You lose, you win. At least that's what Governor Chris Christie hopes after undergoing weight loss surgery, telling CBS News on September 29 that he has lost more than half of the weight he hopes to shed.
Since choosing gastric-banding surgery six months ago, the Governor seems to be doing well, according to weight loss experts, reported the North Jersey Record on September 29.
"He looks very good,” declared Dr. Jaime Ponce, president of the American Society for Metabolic and Bariatric Surgery who estimates Governor Christie has lost 60 to 70 pounds. “Just by looking at those pictures, he’s on track.”
And although Governor Christie refused to discuss specific numbers with CBS News, he acknowledged that he's not at his goal weight.
“We don’t give numbers, but I will say I’m more than halfway to my goal,” he said.
“I think he has done reasonably well,” said Dr. Prashanth R. Ramachandra, who has performed more than 1,000 weight-loss surgeries in the Philadelphia area at Mercy Fitzgerald Hospital and Mercy Philadelphia Hospital. “If you look at Governor Christie, he still has a lot of weight to lose. But I would say he is at the average [of losing] four to six pounds a month so he should be about 35 to 40 pounds less.”
The slow weight loss may come as a surprise to those who think of weight loss surgery as an instant panacea. However, gastric banding is less invasive, resulting in a typical weight loss of one to two pounds a week.
And the open question: Will it work for Governor Christie?
About 50 percent of gastric-banding patients who participated in a 2011 study in the Archives of Surgery suffered from complications that required the removal of the device. However, some research shows that only 16 percent of patients had such severe complications.
“If [Christie] does well then, yes, it’s good for the industry,” said Dr. Beth Schrope, director of the Center for Metabolic and Weight Loss Surgery at The Valley Hospital in Ridgewood, to the North Jersey Record. “But what a lot of people don’t see is how difficult it is to maintain the weight loss.
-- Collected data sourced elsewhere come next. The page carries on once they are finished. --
PR #207, opened 2021-02-10
chore: update to ava@3

SimenB:
Should in theory clear out the dependabot warnings in the repo


package.json
```diff
@@ -90,24 +91,15 @@
...
   "lint-staged": {
-    "*.js": [
-      "eslint --fix",
-      "git add"
-    ],
-    "*.{ts,md,json}": [
-      "prettier --write",
-      "git add"
-    ]
+    "*.js": "eslint --fix",
```
SimenB, line 94: image

package.json
```diff
@@ -41,13 +41,13 @@
     "examples"
   ],
   "devDependencies": {
+    "@ava/babel": "^1.0.1",
     "@types/ip": "^1.1.0",
     "@types/murmurhash3js": "^3.0.2",
-    "@types/nock": "^11.1.0",
```
SimenB, line 46: `nock` ships with types

SimenB:
Interestingly, this gave 3 test failures on node 10. Seems to be some sort of race condition. The tests looked somewhat faulty to me either way - e.g. multiple calls to `end`.

I added `t.plan` which made the tests fail with "wrong number of assertions" rather than "test already done", then fixed the tests (I think)

chriswk (approved):
This looks good. We should probably merge this before looking at my bigger upgrade all dependencies PR:#206 . And then rebase the #206 branch on top of master after merging this, reducing the surface that touches.

chriswk:
I updated #206 to include what you've done here :)

ivarconr (approved):

PR #211, opened 2021-02-12
feature/add query support

FredrikOseberg:
Initial stab at adding project name filtering to the node SDK.

[x] Refactored url retrieval into urlGenerator to easily test
[x] Added projectName as optional options param
[x] Added tests for urlGenerator


src/urlGenerator.ts
```diff
@@ -0,0 +1,12 @@
+import { resolve } from 'url';
+
+class UrlGenerator {
```
ivarconr, line 3: it does not make sense to have a class for this util function. Maybe call it `url-utils`?

ivarconr:
I would like to see a test of the whole client, that it is adding the project query-param, using nock.

src/urlGenerator.ts
FredrikOseberg: Agree

ivarconr (approved):

PR #216, opened 2021-02-19
fix: use @vercel/fetch to better guard against network glitches

ivarconr:


ivarconr:
The disabled network test is not failing. A bit unsure on how to actually verify that the client still produces an error. (@vercel/fetch will do magic retries under the hood)

src/request.ts
```diff
@@ -69,7 +65,6 @@ export const post = ({ url, appName, timeout, instanceId, headers, json }: PostR
   fetch(url, {
```
ivarconr, line 65: we should probably also configure our own `retry` options.

SimenB:
At work we've set `retry: { retries: 3 }` and for the tests verifying behavior we make the call 4 times and expect the fourth to error out

ivarconr (commented):
Running it locally with a lot of traffic I got this error:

It requires a lot of work. This is not an easy way out.”
Neither in the CBS September 29 interview nor in other interviews has Governor Christie been willing to share his diet.
In May, he told People magazine that he does not feel hungry. Governor Christie has continued his fitness plan, and has consistently declined the treats typically offered to politicians when they're campaigning, such as chocolate fudge and birthday cake.
And Governor Christie remains adamant that his size does not and should not impact his political aspirations.
“I certainly don’t think people here or other people around the state think my physical appearance in any way has diminished my ability to do my job,” said the Governor.